> Directions
Whenever a line in this data holds the word "rarely", report that line in full.

> Supplied data

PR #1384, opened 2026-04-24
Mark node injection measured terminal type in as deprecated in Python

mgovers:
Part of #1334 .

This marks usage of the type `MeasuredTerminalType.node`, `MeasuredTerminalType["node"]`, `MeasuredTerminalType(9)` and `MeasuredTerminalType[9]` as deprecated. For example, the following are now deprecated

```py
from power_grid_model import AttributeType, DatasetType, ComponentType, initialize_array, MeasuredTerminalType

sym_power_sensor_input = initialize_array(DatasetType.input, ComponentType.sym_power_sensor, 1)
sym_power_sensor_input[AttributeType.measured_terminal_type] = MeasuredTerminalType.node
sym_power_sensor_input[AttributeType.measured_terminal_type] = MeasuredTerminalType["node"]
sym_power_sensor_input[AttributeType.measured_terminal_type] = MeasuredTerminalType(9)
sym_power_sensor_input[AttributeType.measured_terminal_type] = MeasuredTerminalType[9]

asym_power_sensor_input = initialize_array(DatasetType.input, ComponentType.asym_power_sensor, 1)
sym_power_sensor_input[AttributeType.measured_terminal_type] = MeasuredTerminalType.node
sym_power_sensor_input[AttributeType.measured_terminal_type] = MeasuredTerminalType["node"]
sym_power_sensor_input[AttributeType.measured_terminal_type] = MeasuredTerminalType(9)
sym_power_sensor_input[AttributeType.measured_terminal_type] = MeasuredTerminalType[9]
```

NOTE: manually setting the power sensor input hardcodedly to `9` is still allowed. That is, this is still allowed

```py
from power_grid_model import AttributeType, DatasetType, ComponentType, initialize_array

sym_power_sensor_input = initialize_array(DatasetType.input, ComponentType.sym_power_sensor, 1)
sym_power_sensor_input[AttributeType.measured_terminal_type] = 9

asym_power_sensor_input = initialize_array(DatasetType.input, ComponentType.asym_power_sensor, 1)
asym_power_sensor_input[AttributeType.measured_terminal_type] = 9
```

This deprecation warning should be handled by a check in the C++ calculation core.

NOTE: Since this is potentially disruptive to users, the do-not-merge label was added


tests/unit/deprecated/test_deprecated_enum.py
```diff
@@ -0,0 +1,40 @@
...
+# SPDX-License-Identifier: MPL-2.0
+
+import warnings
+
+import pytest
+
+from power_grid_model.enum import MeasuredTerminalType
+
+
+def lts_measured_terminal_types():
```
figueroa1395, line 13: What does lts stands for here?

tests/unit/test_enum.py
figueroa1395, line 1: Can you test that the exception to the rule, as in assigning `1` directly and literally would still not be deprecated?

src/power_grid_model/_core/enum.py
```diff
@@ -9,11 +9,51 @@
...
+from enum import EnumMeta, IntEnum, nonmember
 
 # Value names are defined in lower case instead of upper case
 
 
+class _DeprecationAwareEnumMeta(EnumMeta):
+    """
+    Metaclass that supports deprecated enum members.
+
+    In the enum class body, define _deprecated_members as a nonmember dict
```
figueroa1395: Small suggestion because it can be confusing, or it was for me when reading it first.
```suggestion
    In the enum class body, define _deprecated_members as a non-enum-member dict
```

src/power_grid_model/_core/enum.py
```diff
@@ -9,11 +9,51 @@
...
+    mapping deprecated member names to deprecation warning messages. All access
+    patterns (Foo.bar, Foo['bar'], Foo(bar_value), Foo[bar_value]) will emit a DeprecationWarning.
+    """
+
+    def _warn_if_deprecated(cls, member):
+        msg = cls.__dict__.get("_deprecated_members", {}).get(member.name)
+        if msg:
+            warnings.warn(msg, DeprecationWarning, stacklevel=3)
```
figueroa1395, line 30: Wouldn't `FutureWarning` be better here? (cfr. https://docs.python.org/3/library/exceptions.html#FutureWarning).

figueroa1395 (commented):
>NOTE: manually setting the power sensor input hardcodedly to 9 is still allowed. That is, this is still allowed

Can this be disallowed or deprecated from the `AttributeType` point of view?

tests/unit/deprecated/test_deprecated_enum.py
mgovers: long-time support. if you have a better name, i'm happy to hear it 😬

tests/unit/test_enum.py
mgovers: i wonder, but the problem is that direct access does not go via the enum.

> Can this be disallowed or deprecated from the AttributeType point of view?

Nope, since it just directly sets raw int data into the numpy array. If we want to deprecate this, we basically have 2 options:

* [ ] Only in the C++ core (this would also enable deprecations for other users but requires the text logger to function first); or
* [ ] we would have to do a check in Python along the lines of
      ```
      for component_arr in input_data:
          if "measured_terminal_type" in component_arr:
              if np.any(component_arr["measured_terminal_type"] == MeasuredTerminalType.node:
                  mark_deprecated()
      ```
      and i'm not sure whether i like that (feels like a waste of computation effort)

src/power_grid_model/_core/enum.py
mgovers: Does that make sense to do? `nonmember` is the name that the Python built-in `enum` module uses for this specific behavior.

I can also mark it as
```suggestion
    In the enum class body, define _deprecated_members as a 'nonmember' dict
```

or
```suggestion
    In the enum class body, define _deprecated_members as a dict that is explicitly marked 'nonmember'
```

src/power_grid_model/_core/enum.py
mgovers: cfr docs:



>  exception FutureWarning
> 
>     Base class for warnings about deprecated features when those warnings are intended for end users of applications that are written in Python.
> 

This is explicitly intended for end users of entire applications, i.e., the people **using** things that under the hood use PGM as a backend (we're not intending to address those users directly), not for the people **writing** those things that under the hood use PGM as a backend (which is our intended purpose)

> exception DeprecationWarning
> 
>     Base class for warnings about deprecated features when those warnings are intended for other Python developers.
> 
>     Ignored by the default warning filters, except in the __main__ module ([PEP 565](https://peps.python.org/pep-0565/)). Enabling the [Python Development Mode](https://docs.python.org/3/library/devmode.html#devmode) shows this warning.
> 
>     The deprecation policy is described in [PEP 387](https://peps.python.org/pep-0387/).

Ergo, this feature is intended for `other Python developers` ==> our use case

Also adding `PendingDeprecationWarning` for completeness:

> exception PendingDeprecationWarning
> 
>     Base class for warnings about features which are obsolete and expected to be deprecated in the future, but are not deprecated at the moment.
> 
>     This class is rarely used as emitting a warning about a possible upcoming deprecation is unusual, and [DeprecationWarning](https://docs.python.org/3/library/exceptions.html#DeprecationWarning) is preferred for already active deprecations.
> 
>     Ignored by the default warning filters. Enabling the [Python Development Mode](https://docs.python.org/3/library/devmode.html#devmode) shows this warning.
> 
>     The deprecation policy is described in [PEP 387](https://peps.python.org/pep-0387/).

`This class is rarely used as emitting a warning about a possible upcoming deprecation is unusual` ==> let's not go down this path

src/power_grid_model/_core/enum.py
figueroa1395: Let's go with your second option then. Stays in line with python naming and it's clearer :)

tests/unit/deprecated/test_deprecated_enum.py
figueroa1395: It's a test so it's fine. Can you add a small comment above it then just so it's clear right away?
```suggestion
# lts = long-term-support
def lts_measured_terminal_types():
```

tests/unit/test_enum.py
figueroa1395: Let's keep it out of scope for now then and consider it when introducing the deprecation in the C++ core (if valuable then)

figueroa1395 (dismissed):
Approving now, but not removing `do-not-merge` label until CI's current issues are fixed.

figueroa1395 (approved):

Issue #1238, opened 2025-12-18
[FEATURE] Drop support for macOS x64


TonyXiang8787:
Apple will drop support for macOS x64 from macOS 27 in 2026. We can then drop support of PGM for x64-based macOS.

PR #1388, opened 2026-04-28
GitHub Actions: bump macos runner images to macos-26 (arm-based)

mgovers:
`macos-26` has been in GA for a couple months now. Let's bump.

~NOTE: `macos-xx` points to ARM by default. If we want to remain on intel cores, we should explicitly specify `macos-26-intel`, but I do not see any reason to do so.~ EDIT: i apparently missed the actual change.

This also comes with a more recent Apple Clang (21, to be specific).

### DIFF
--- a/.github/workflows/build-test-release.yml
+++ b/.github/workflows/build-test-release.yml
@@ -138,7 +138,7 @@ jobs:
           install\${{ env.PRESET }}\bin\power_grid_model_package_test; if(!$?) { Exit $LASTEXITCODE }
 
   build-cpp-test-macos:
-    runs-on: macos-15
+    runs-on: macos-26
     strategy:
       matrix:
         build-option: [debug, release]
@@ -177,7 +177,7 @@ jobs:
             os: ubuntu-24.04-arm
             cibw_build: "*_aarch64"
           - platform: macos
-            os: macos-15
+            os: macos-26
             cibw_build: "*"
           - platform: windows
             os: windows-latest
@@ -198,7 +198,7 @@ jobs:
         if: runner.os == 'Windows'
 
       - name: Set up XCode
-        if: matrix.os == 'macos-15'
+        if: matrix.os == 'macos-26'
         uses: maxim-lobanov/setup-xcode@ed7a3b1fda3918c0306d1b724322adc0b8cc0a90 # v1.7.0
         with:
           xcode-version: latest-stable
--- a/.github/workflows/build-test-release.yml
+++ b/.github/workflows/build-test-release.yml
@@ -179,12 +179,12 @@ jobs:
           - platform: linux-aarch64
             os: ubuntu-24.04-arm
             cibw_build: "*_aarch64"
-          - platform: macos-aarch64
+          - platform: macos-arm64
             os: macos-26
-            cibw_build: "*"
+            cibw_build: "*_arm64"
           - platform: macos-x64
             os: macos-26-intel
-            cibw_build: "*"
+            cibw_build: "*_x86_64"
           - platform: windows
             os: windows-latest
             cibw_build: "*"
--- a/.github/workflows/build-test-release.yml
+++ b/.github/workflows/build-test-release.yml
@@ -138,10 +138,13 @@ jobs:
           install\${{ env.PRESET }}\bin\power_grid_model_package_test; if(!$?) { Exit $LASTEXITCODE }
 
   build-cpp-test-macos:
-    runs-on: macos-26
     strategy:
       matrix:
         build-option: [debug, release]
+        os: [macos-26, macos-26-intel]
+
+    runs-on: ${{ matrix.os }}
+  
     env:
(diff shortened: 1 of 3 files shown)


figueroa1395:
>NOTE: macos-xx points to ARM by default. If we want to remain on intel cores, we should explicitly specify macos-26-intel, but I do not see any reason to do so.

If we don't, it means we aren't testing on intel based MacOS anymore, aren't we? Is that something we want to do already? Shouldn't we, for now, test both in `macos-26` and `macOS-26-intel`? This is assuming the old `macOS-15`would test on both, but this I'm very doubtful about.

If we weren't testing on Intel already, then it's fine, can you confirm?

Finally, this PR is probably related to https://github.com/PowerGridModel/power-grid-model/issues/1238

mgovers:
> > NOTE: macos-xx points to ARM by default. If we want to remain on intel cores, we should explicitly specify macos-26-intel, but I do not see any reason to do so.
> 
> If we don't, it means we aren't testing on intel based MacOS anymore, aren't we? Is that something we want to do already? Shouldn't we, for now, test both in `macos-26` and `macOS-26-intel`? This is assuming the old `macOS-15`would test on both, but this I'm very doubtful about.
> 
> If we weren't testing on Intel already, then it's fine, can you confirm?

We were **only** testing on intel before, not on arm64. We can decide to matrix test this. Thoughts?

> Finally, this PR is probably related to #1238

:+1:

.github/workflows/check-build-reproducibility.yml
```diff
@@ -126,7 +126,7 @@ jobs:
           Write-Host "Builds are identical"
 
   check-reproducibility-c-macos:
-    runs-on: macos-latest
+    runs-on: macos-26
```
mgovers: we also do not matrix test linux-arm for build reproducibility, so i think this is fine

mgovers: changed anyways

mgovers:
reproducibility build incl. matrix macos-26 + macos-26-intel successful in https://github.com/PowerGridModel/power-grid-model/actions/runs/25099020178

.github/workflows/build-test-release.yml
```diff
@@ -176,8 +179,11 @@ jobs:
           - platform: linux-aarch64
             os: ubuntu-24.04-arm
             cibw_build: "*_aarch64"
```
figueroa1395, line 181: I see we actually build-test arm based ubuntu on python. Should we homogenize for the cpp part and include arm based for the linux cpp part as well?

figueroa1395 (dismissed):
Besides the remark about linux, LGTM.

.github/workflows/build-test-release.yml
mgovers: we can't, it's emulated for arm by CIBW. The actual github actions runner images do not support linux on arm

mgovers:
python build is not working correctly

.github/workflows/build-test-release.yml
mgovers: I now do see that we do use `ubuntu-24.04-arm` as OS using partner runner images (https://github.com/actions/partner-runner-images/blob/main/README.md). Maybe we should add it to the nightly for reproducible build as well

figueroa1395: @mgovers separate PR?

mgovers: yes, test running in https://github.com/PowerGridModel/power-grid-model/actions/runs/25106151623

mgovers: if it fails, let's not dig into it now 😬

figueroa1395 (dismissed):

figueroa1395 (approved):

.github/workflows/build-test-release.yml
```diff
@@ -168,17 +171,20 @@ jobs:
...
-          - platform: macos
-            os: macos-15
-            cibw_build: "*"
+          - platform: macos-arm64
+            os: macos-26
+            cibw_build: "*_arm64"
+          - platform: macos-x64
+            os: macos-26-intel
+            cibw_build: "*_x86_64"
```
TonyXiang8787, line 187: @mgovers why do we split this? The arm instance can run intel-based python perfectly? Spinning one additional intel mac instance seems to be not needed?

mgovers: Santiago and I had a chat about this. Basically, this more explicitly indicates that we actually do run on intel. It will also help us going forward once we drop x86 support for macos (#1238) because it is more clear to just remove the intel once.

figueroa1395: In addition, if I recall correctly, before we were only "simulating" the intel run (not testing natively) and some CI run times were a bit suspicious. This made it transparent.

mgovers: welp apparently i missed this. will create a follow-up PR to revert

> Result below
>     This class is rarely used as emitting a warning about a possible upcoming deprecation is unusual, and [DeprecationWarning](https://docs.python.org/3/library/exceptions.html#DeprecationWarning) is preferred for already active deprecations.
`This class is rarely used as emitting a warning about a possible upcoming deprecation is unusual` ==> let's not go down this path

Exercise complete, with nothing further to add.